Which is why I’ve decided to side-step this rat race and focus on writing. And the advice I’d give Zuckerberg is a piece of wisdom I learned from my own journey through social media:
Better to fail at originality than succeed at imitation.
But I don’t expect someone who ripped off his college buddies for the very idea of Facebook to take that advice so late in the game.
However, the deeper significance is the death of choice in who we follow. Of course, we’ll still have the option of clicking a ‘follow’ button or not. But this choice is becoming more implicit than explicit. Our choice is increasingly limited to a narrower selection of options pre-selected by an algorithm.
Is that good or bad? It’s hard to say.
But it does make me wonder what to read after I finish “Just Kids”: to dive into the best-selling memoir No Filter: The Inside Story of Instagram or revisit Brave New World by Aldous Huxley?
In this algorithmically-defined, post-truth world optimized for attention-grabbing additive entertainment, perhaps a 90-year-old piece of fiction might ring more true than the real story of how Instagram came to be what it is today.
*Steps off soap box.*
What do you think? Share your comments below.
Thank you for writing about this. I really appreciate your perspective and deep thinking about the subject. So much so that I decided to become a paid subscriber because you outlined something that I haven't seen any other writer share so clearly who covers social media. And that is the difference between social media that is focused on giving you access to your friends and family who you largely know IRL and social media that focuses on algorithms to decide which stranger's content it shows you. For whatever reason, I just wasn't getting it until you wrote this piece.

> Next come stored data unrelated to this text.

PR #42, opened 2020-02-13
Add screen capture device for Linux

### LINKED ISSUE #20: Add screen capture adapter for Linux
For linux, libx11 `XOpenDisplay, XDefaultRootWindow, XShmGetImage, ShmPutImage` could be used.

at-wat:
It works like:
Screenshot_2020-02-13 Edit fiddle - JSFiddle

### Reference issue
Fixes #20

### DIFF
--- a/driver.go
+++ b/driver.go
@@ -8,6 +8,6 @@ import (
 )
 
 // RegisterDriverAdapter allows user space level of driver registration
-func RegisterDriverAdapter(a driver.Adapter, label string) error {
-	return driver.GetManager().Register(a, label)
+func RegisterDriverAdapter(a driver.Adapter, info driver.Info) error {
+	return driver.GetManager().Register(a, info)
 }
--- a/driver.go
+++ b/driver.go
@@ -4,6 +4,7 @@ import (
 	"github.com/pion/mediadevices/pkg/driver"
 	_ "github.com/pion/mediadevices/pkg/driver/camera"
 	_ "github.com/pion/mediadevices/pkg/driver/microphone"
+	_ "github.com/pion/mediadevices/pkg/driver/screen"
 )
 
 // RegisterDriverAdapter allows user space level of driver registration
--- a/mediadevices.go
+++ b/mediadevices.go
@@ -13,6 +13,7 @@ var errNotFound = fmt.Errorf("failed to find the best driver that fits the const
 
 // MediaDevices is an interface that's defined on https://developer.mozilla.org/en-US/docs/Web/API/MediaDevices
 type MediaDevices interface {
+	GetDisplayMedia(constraints MediaStreamConstraints) (MediaStream, error)
 	GetUserMedia(constraints MediaStreamConstraints) (MediaStream, error)
 	EnumerateDevices() []MediaDeviceInfo
 }
@@ -73,6 +74,34 @@ func WithTrackGenerator(gen TrackGenerator) MediaDevicesOption {
 	return func(o *MediaDevicesOptions) {
 		o.trackGenerator = gen
 	}
+}
+
+// GetDisplayMedia prompts the user to select and grant permission to capture the contents
+// of a display or portion thereof (such as a window) as a MediaStream.
+// Reference: https://developer.mozilla.org/en-US/docs/Web/API/MediaDevices/getDisplayMedia
+func (m *mediaDevices) GetDisplayMedia(constraints MediaStreamConstraints) (MediaStream, error) {
+	trackers := make([]Tracker, 0)
+
+	var videoConstraints MediaTrackConstraints
+	if constraints.Video != nil {
+		constraints.Video(&videoConstraints)
+	}
+
+	if videoConstraints.Enabled {
+		tracker, err := m.selectScreen(videoConstraints)
+		if err != nil {
+			return nil, err
+		}
+
+		trackers = append(trackers, tracker)
+	}
+
+	s, err := NewMediaStream(trackers...)
+	if err != nil {
+		return nil, err
+	}
+
+	return s, nil
 }
 
 // GetUserMedia prompts the user for permission to use a media input which produces a MediaStream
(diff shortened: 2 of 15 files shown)


at-wat:
It's quite heavy on full HD screen. A transform for downsampling will be needed.

driver.go
```diff
@@ -4,6 +4,7 @@ import (
 	"github.com/pion/mediadevices/pkg/driver"
 	_ "github.com/pion/mediadevices/pkg/driver/camera"
 	_ "github.com/pion/mediadevices/pkg/driver/microphone"
+	_ "github.com/pion/mediadevices/pkg/driver/screen"
```
at-wat: BTW, it maybe better to load drivers by user code as same as codecs to minimize the binary size and number of dependencies according to the specific usage.

lherman-cs: I actually thought about that. But, I wasn't sure if it was worth it. Because if we do it like this, we'll add some complexities to the users, they need to know what to import for the getUserMedia to work properly which can be somewhat unintuitive especially for Go beginners.

lherman-cs: You actually brought some good points here, binary size and number of dependencies. Love it! I'll create a PR for this.

pkg/driver/screen/x11_linux.go
```diff
@@ -0,0 +1,107 @@
...
+		return imgI444, nil
+	})
+	return r, nil
+}
+
+func (s *screen) Properties() []prop.Media {
+	rect := s.reader.img.Bounds()
+	w := rect.Max.X - rect.Min.X
+	h := rect.Max.Y - rect.Min.Y
+	return []prop.Media{
```
lherman-cs: It looks like we need extra information to let us know that an adapter can be used for screen sharing. I saw that there's a web API called, https://developer.mozilla.org/en-US/docs/Web/API/MediaDevices/getDisplayMedia. It's very similar to `getMediaDevices` but for screen sharing devices.

I've created a POC branch that implements `getDisplayMedia`, https://github.com/pion/mediadevices/tree/GetDisplayMedia. Please let me know what you think about it.

POC Overview:

    Change driver registration requirement to have an Info
    
    * Move label to Info
    * Replace label requirement to be an info
    * Replace Label driver method to be an Info method

    Add DeviceType to Info and a filter function for it
    
    * Add DeviceType to Info
    * Update adapters to also register its device type
    * Add FilterDeviceType

    Add GetDisplayMedia
    
    * Add selectScreen to select all registered drivers that can screenshare
    * Add GetDisplayMedia
    * Add screenshare example

at-wat: Oh, I didn't know `getDisplayMedia`.

On browser, `enumerateDevice` seems not listing screen capture devices, and I guess `getUserMedia` never select screen capture device.
Maybe it's better to omit screen capture from our `GetDisplayMedia`?
(But, enumerating screens is helpful.)

Please feel free to push to this branch.

lherman-cs: Hmm, that's interesting. I agree I think we should omit screen capture devices from `getUserMedia`. 

btw, are you suggesting that we should still keep the screen capture devices for `EnumerateDevices`?

at-wat: > btw, are you suggesting that we should still keep the screen capture devices for EnumerateDevices?

I'm not very sure it's good, but there may be multiple screens the user can select.
At least, there should be a way to get the number of the screens.

lherman-cs: Sadly, the spec for `enumerateDevices` doesn't say anything about screen capture devices, it only talks about camera and microphone. https://w3c.github.io/mediacapture-main/#dom-mediadevices-enumeratedevices.

lherman-cs: > > btw, are you suggesting that we should still keep the screen capture devices for EnumerateDevices?
> 
> I'm not very sure it's good, but there may be multiple screens the user can select.
> At least, there should be a way to get the number of the screens.

That's definitely a good point. Should we just expose `DeviceType` in `EnumerateDevices`. it's kinda weird that it doesn't follow the spec. But, I think it's pretty clean. What do you think?

at-wat: > Should we just expose DeviceType in EnumerateDevices. 

Totally agree with this!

I follow you on IG and on here because of your former work on YouTube. I was searching for information on the Shetland Islands and YT's algorithm popped up your video. I'm really grateful it did because that led to a great trip to the Shetland Islands. Thank you for making it.
But you are right, when you build on a platform like that your business model or creative model is on shaky ground because you ultimately don't own have the control over who sees your work. And as a user of the product, I am very careful not to click on videos that will give the algorithm hints that I want to see more and more extreme views on any subject. It seems the algorithm feeds on conflict and polarization and though I don't blame social media for all the ills in the world, it certainly has amplified some of them.
I'm also a fan of Cal Newport's writing and almost gave up my smart phone completely because of him. In the end I struck a balance of turning off all notifications, which led to me pretty much forgetting to check social media at all, and now I have a habit of not being on there, which is why I had no idea IG randomly changed things this week. I still am on FB because (for now anyway) it's largely birthdays, anniversaries, deaths, and weddings of my extended network in my feed and I do appreciate seeing photos of my mother's garden, but I am acutely aware of the dark side to FB and limit my time there as well.
I'm glad Substack is offering a business model where creators can build something that is solid instead of being fixated on trying to win viewers over with an algorithm that mostly just wants to gobble up your time and attention.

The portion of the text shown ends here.